PR #605, opened 2019-02-12
Raise exception when same input & output are used in a callback

### LINKED ISSUE #323: Raise an exception when initializing callbacks with circular dependencies
```
@app.callback(Output('my-graph', 'figure'), [Input('my-graph', 'figure')])
```

Our users do this pretty often. For example, see here: https://community.plot.ly/t/object-as-input-output-error-loading-dependencies/12492

T4rk1n:
Closes #323

### DIFF
--- a/dash/dash.py
+++ b/dash/dash.py
@@ -638,6 +638,12 @@ class Dash(object):
         # pylint: disable=too-many-branches
         layout = self._cached_layout or self._layout_value()
 
+        for i in inputs:
+            if output == i:
+                raise exceptions.SameInputOutputException(
+                    'Same output and input: {}'.format(output)
+                )
+
         if (layout is None and
                 not self.config.first('suppress_callback_exceptions',
                                       'supress_callback_exceptions')):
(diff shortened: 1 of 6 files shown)


dash/dash.py
```diff
@@ -638,6 +638,12 @@ def _validate_callback(self, output, inputs, state):
         # pylint: disable=too-many-branches
         layout = self._cached_layout or self._layout_value()
 
+        for i in inputs:
+            if output == i:
```
alexcjohnson: Going to need some changes for multi-output...

T4rk1n: Yep, I'll update once merged.

dash/dependencies.py
```diff
@@ -1,19 +1,35 @@
...
-# pylint: disable=old-style-class, too-few-public-methods
-class Input:
-    def __init__(self, component_id, component_property):
-        self.component_id = component_id
-        self.component_property = component_property
+    def __repr__(self):
+        return '<{} `{}`>'.format(self.__class__.__name__, self)
 
+    def __eq__(self, other):
+        return str(self) == str(other)
```
alexcjohnson: Do we want to restrict this to `isinstance(other, DashDependency)`? As is, `Input('id', 'value') == 'id.value'` which feels weird to me, but within our own classes it should be fine.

++++++++++++++++++++

#### Goal of the exercise
In your answer, repeat each of the records exactly.

#### Answer to this exercise
PR #605, opened 2019-02-12
Raise exception when same input & output are used in a callback

### LINKED ISSUE #323: Raise an exception when initializing callbacks with circular dependencies
```
@app.callback(Output('my-graph', 'figure'), [Input('my-graph', 'figure')])
```

Our users do this pretty often. For example, see here: https://community.plot.ly/t/object-as-input-output-error-loading-dependencies/12492

T4rk1n:
Closes #323

### DIFF
--- a/dash/dash.py
+++ b/dash/dash.py
@@ -638,6 +638,12 @@ class Dash(object):
         # pylint: disable=too-many-branches
         layout = self._cached_layout or self._layout_value()
 
+        for i in inputs:
+            if output == i:
+                raise exceptions.SameInputOutputException(
+                    'Same output and input: {}'.format(output)
+                )
+
         if (layout is None and
                 not self.config.first('suppress_callback_exceptions',
                                       'supress_callback_exceptions')):
(diff shortened: 1 of 6 files shown)


dash/dash.py
```diff
@@ -638,6 +638,12 @@ def _validate_callback(self, output, inputs, state):
         # pylint: disable=too-many-branches
         layout = self._cached_layout or self._layout_value()
 
+        for i in inputs:
+            if output == i:
```
alexcjohnson: Going to need some changes for multi-output...

T4rk1n: Yep, I'll update once merged.

dash/dependencies.py
```diff
@@ -1,19 +1,35 @@
...
-# pylint: disable=old-style-class, too-few-public-methods
-class Input:
-    def __init__(self, component_id, component_property):
-        self.component_id = component_id
-        self.component_property = component_property
+    def __repr__(self):
+        return '<{} `{}`>'.format(self.__class__.__name__, self)
 
+    def __eq__(self, other):
+        return str(self) == str(other)
```
alexcjohnson: Do we want to restrict this to `isinstance(other, DashDependency)`? As is, `Input('id', 'value') == 'id.value'` which feels weird to me, but within our own classes it should be fine.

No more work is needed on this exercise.